With that code, I suspect you'll see very similar times regardless of where you declare the variable (and it will be slow both places). If this is the case, it proves that the difference is not where the variables are declared, but rather, whether that 251-iteration loop is happening at all or being removed by the compiler during optimization. 

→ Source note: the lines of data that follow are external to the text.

PR #1703, opened 2018-02-23
Post pre-compiled letter PDF notification endpoint

allait:
### Add a hidden column to templates

Allows hiding templates from the templates list in the admin app and related API responses.

This is used for 'internal' templates that we create for notifications that wouldn't have a template otherwise (eg pre-compiled PDF letters)

### Add a DB migration to create Templates.hidden column

Creates the column as nullable, sets the value to false for all existing templates and template versions and then applies a not-nullable constraint.

All future Templates are created with `False` as the default set in SQLAlchemy.

### Add a view function for pre-compiled PDF letters

Adds a separate view function that is registered under the same route as existing letter POST notification.

### Upload pre-compiled letter PDF to S3

Pre-compiled letter endpoint uploads PDF contents to S3 directly instead of creating a letter task to generate PDF using template preview.

This moves some of the utility functions used by existing letter celery tasks to app.letters.utils, so that they can be reused by the API endpoint.

### Don't return hidden templates in API service template responses

Removes hidden templates from the service templates list and returns 404 when searching for a hidden template or template versions by ID.

### DIFF
--- a/app/v2/notifications/post_notifications.py
+++ b/app/v2/notifications/post_notifications.py
@@ -224,6 +224,12 @@ def process_letter_notification(*, letter_data, api_key, template, reply_to_text
     if not api_key.service.research_mode and api_key.service.restricted and api_key.key_type != KEY_TYPE_TEST:
         raise BadRequestError(message='Cannot send letters when service is in trial mode', status_code=403)
 
+    if precompiled:
+        try:
+            letter_content = base64.b64decode(letter_data['content'])
+        except ValueError:
+            raise BadRequestError(message='Cannot decode letter content (invalid base64 encoding)', status_code=400)
+
     should_send = not (api_key.service.research_mode or api_key.key_type == KEY_TYPE_TEST)
 
     # if we don't want to actually send the letter, then start it off in SENDING so we don't pick it up
@@ -236,7 +242,7 @@ def process_letter_notification(*, letter_data, api_key, template, reply_to_text
 
     if should_send:
         if precompiled:
-            upload_letter_pdf(notification, base64.b64decode(letter_data['content']))
+            upload_letter_pdf(notification, letter_content)
         else:
             create_letters_pdf.apply_async(
                 [str(notification.id)],
--- a/app/v2/notifications/post_notifications.py
+++ b/app/v2/notifications/post_notifications.py
@@ -1,3 +1,4 @@
+import base64
 import functools
 
 from flask import request, jsonify, current_app, abort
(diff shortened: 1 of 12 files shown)


migrations/versions/0168_hidden_templates.py
```diff
@@ -0,0 +1,29 @@
...
+
+
+def upgrade():
+    op.add_column('templates', sa.Column('hidden', sa.Boolean(), nullable=True))
+    op.add_column('templates_history', sa.Column('hidden', sa.Boolean(), nullable=True))
+
+    op.execute('UPDATE templates SET hidden=false')
+    op.execute('UPDATE templates_history SET hidden=false')
+
+    op.alter_column('templates', 'hidden', nullable=True)
```
richardc0: nullable=False?

app/v2/notifications/post_notifications.py
```diff
@@ -222,3 +282,27 @@ def get_reply_to_text(notification_type, form, template):
         reply_to = template.get_reply_to_text()
 
     return reply_to
+
+
+def get_precompiled_letter_template(service_id):
+    template = Template.query.filter_by(
```
richardc0: Could make this into a dao method as I'll need something for determining if a letter is precompiled or not

app/v2/notifications/post_notifications.py
```diff
@@ -222,3 +282,27 @@ def get_reply_to_text(notification_type, form, template):
...
+        service_id=service_id,
+        template_type=LETTER_TYPE,
+        hidden=True
+    ).first()
```
richardc0: One? We should only ever have one and if we don't something is wrong?

BUT it shouldn't break the system

app/v2/notifications/post_notifications.py
```diff
@@ -53,6 +60,50 @@
...
+
+    template = get_precompiled_letter_template(authenticated_service.id)
+
+    form['personalisation'] = {
+        'address_line_1': form['reference']
+    }
+
+    reply_to = get_reply_to_text(LETTER_TYPE, form, template)
+
+    notification = process_letter_notification(
```
richardc0: Should do we need to do any other file validation?

I know we are assuming good path but anything easy to catch? File size maybe? I'm checking for file type on the client but double up here?

migrations/versions/0168_hidden_templates.py
allait: Oops! Fixed now.

PR #1717, opened 2018-02-27
Support celery multi

sakisv:
### Add a start script for running celery multi

The existing script would not work with `celery multi` as it was trying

If you try doing something analogous on the PIC (ie, write one pin based on the values left in counter after the 251-iteration loop, you'll probably see a dramatic change in the execution time on PIC as well.

PINA is a read-only register, i don’t get what are you doing. Anyways I tried your code and i still get the same result: fast with local variables, slow with global ones.